"I've come to the conclusion that everybody should marry, including me"
About this Quote
In Wong's era, marriage wasn’t just romance; it was a citizenship badge in a culture that wanted actresses to be alluring but legible, modern but contained. For an Asian American star navigating both Hollywood typecasting and the constraints of anti-miscegenation laws, the idea of "should" carries extra weight. She’s not simply talking about companionship. She’s talking about access: to normalcy, to privacy, to a life where her desirability isn’t managed by studios and policed by race.
The humor is defensive and strategic. "I've come to the conclusion" has the tone of someone performing reasonableness, as if she’s meeting the public halfway. But the subtext is closer to: I’m tired of being treated like a special case. The line reframes marriage as something she’s allowed to want, not something she must apologize for wanting. It also needles the culture that insisted on pairing her with exotic loneliness as a permanent role. In one sentence, Wong makes conformity sound like rebellion.
Quote Details
| Topic | Marriage |
|---|---|
| Source | Help us find the source |
| Cite |
Citation Formats
APA Style (7th ed.)
Wong, Anna May. (2026, January 15).
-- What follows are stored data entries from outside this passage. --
PR #2789, opened 2026-03-26
feat(mcp): #2228 expose server name on function tools

### LINKED ISSUE #2228: Add metadata field to RunItemBase for SDK-level tracking
**Problem:**
When MCP tools are converted to `FunctionTool` via `MCPUtil.to_function_tool()`, the server name is only in the `on_invoke_tool` closure. When `ToolCallItem`/`ToolCallOutputItem` are created from API responses, they lose which 
MCP server the tool came from. With multiple MCP servers, you can't tell which server handled a call.

Given that there could be multiple MCPs, and each MCP's tools could change frequently, tracking MCP server labels externally by tool name is not feasible. This also has implications on `StreamEvent` by extension.

**Proposed solution:**
Add a general `metadata` field to `RunItemBase`:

I've come to the conclusion that everybody should marry, including me. FixQuotes. https://fixquotes.com/quotes/ive-come-to-the-conclusion-that-everybody-should-162054/
Chicago Style
Wong, Anna May. "I've come to the conclusion that everybody should marry, including me." FixQuotes. January 15, 2026. https://fixquotes.com/quotes/ive-come-to-the-conclusion-that-everybody-should-162054/.
MLA Style (9th ed.)
"I've come to the conclusion that everybody should marry, including me." FixQuotes, 15 Jan. 2026, https://fixquotes.com/quotes/ive-come-to-the-conclusion-that-everybody-should-162054/. Accessed 15 Feb. 2026.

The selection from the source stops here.